Giornalista professionista dal 1997, Francesca Salemme lavora al tg dell’emittente salernitana Lira tv. Vanta esperienze sulla carta stampata, una parentesi a Euronews a Lione e a Radio RAI.

Francesca, pregi e difetti di lavorare in una tv locale?
«L’aspetto positivo è dato senza dubbio dal poter fare un vero e proprio lavoro giornalistico sul campo. Coprendo l’intera provincia di Salerno (per dimensione è la più vasta d’Italia, ndr), siamo sempre pronti a recarci sul luogo dove avvengono i fatti che raccontiamo, non potendo far riferimento unicamente sui comunicati stampa. Credo che se si fa il proprio lavoro con serietà e dignità, lo si può far bene dappertutto.
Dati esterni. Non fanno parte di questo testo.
PR #283, opened 2020-12-16
fix: Address Postcss warnings from Web-ui

MkMan:
This to address some warnings in web-ui.

### DIFF
--- a/src/components/Carousel/components/Slide/Slide.module.css
+++ b/src/components/Carousel/components/Slide/Slide.module.css
@@ -5,18 +5,6 @@
   font-family: var(--font-family-sans-serif-medium);
   font-size: rem(14px);
 
-  @media (--viewport-sm) {
-    font-size: rem(14px);
-  }
-
-  @media (--viewport-md) {
-    font-size: rem(14px);
-  }
-
-  @media (--viewport-lg) {
-    font-size: rem(14px);
-  }
-
   &.dark {
     color: var(--color-dark-copy);
   }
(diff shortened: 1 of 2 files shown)


src/components/Carousel/components/Slide/Slide.module.css
```diff
@@ -5,18 +5,6 @@
   font-family: var(--font-family-sans-serif-medium);
   font-size: rem(14px);
 
-  @media (--viewport-sm) {
```
MkMan, line 8: This variable isn't defined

Il calore delle persone, poi fa il resto. Non credo che sia un aspetto ‘brutto’...»

Salerno ha fatto parlare, recentemente, per il caso dell’aeroporto. Come avete vissuto la notizia?
«Fin dal principio avevamo sottolineato i disagi e i limiti della struttura: la carenza delle infrastrutture di servizio come la rete stradale, i collegamenti, l’illuminazione. Comunque spero che riapra al più presto: è un’occasione di sviluppo che non possiamo perdere anche perché la Campania è l’unica regione, in tutta Italia, a poter contare solo su uno scalo, Capodichino».

Come è andata la vicenda?
«Il 18 dicembre è stato sconvolgente apprendere via fax della chiusura dello scalo. Ero di turno sia il giorno dell’inaugurazione, il 2 agosto, sia quello della chiusura. Ricordo che mi recai sul posto per realizzare il servizio e mi trovai a dover dare io la notizia a degli ignari passeggeri. Sono convinta della necessità di rilanciare l'aeroporto, Salerno e la provincia ne possono avere solo benefici. Siamo una realtà dal grande valore turistico. Basti pensare che anche quest’anno il nostro mare ha ricevuto da Fee ben 7 delle 11 bandiere blu riconosciute alla regione».
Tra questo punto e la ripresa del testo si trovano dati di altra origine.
PR #285, opened 2020-12-21
[Chore] update storybook

beau-charman:


MkMan (approved):
Did the update tool change the imports automatically? That would be impressive!

beau-charman:
> Did the update tool change the imports automatically? That would be impressive!

nah, just a find and replace in `**/*.stories*`, but VSCode might be able to do that

zack76 (approved):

L’avvento del digitale terrestre: quali i cambiamenti per la tua redazione?
«Il nostro editore Budetti ha creduto più in questa sfida rispetto al satellitare. Sono anni che facciamo sperimentazioni, siamo dunque pronti e competitivi. Credo che chi vive sul territorio continuerà a cercare di essere informato rivolgendosi a quelle testate, a quelle emittenti che negli anni si sono guadagnate la fiducia del pubblico».

Ritieni che a livello locale ci siano maggiori o minori condizionamenti da parte delle istituzioni?
«Credo che tutto dipenda dalla coscienza e dalla professionalità del singolo giornalista. Peraltro i giornalisti che seguono la politica a livello nazionale sono più o meno sempre gli stessi pertanto anche in quel caso si arriva a conoscersi a fondo, direttamente».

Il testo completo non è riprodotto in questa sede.